Task statement:
Please say how many lines in the entries below hold the string "IgnoreCasts", with no other words.

:: Record extracts ::

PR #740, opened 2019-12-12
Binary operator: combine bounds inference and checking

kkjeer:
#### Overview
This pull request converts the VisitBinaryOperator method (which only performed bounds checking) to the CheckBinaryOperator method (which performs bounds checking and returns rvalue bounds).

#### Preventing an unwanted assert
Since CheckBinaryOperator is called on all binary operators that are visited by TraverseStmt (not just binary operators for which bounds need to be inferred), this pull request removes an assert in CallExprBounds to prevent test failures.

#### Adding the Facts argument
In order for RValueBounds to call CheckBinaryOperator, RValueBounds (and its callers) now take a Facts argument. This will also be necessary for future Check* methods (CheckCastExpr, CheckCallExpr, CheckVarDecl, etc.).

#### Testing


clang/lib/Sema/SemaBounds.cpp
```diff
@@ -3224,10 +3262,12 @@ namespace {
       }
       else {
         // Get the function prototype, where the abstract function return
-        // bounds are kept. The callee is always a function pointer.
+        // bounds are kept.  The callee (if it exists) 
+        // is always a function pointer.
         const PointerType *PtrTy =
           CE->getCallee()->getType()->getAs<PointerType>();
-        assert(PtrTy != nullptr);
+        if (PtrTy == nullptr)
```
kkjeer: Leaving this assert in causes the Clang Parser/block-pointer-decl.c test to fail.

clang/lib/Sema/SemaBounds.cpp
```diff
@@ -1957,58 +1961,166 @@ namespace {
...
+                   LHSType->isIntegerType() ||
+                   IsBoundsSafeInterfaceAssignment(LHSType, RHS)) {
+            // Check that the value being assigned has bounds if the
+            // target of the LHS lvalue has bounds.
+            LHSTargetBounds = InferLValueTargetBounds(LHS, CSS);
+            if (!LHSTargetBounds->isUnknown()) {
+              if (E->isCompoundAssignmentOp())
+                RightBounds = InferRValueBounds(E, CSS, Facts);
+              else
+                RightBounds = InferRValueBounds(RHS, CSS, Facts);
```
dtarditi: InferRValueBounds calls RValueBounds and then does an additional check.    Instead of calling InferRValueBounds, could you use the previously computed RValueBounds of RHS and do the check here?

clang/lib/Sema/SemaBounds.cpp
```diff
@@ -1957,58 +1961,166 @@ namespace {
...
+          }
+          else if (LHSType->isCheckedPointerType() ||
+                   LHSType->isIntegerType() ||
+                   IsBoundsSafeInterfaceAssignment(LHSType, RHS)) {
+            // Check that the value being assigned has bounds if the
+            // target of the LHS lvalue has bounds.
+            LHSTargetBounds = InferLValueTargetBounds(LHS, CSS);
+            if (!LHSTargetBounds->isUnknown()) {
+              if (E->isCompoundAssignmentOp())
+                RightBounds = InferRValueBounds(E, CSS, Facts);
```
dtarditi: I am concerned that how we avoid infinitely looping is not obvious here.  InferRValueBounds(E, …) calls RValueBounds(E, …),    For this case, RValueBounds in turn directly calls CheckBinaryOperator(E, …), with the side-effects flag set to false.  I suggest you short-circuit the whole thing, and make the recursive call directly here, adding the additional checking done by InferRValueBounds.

:::
:: Record extracts ::

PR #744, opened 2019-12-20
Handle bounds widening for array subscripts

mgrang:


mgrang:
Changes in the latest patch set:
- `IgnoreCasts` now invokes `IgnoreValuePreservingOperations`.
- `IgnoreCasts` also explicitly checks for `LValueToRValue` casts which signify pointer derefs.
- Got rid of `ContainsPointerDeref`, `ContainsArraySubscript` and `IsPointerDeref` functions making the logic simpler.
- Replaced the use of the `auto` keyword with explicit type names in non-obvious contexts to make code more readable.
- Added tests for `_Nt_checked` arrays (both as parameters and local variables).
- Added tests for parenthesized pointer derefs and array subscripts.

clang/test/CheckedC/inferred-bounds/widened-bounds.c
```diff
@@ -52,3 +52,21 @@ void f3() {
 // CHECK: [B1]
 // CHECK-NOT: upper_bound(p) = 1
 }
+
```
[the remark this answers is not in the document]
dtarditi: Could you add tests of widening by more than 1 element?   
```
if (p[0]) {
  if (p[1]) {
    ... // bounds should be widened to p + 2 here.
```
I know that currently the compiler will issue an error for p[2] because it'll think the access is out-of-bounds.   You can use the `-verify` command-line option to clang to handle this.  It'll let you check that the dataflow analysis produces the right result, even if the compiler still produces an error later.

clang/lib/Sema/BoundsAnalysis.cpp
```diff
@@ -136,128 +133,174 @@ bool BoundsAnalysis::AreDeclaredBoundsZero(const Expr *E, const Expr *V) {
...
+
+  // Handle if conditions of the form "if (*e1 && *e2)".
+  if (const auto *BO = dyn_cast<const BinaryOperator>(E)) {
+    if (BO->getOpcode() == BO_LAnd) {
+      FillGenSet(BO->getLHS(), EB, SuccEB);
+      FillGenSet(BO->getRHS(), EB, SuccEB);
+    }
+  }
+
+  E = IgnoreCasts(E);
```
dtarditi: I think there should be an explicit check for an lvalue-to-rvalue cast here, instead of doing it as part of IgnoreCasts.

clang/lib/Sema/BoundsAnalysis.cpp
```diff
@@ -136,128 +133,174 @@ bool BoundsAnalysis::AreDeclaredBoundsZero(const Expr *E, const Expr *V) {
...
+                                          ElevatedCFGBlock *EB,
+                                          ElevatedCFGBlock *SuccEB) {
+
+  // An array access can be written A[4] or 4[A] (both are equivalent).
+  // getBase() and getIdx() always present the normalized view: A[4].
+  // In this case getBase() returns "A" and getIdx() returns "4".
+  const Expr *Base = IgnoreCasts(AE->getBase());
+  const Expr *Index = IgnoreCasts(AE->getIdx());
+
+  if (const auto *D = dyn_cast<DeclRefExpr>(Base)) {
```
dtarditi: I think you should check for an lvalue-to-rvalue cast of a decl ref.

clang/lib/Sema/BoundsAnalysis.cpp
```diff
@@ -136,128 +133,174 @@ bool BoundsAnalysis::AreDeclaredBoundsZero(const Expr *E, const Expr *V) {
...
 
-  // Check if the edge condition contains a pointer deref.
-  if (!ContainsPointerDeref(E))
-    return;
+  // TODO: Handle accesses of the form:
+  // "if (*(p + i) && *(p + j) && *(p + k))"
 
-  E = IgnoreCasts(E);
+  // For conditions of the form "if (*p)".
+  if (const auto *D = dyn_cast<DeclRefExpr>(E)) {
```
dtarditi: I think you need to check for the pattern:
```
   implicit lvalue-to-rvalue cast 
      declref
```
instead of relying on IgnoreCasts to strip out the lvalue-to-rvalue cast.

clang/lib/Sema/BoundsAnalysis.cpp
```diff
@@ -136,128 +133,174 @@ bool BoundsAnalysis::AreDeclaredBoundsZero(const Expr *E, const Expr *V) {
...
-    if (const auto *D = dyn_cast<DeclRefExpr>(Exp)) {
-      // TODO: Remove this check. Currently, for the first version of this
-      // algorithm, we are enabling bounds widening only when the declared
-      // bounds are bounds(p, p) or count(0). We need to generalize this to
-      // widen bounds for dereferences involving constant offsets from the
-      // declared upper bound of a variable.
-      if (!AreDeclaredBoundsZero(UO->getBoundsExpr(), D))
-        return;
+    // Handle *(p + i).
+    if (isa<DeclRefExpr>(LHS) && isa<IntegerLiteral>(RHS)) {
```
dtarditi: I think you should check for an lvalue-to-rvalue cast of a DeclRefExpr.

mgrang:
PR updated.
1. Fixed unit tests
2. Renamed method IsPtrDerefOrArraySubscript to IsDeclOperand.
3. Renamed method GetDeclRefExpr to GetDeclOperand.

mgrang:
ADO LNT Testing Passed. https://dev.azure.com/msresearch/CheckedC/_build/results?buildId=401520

:::

Solution to this task:
8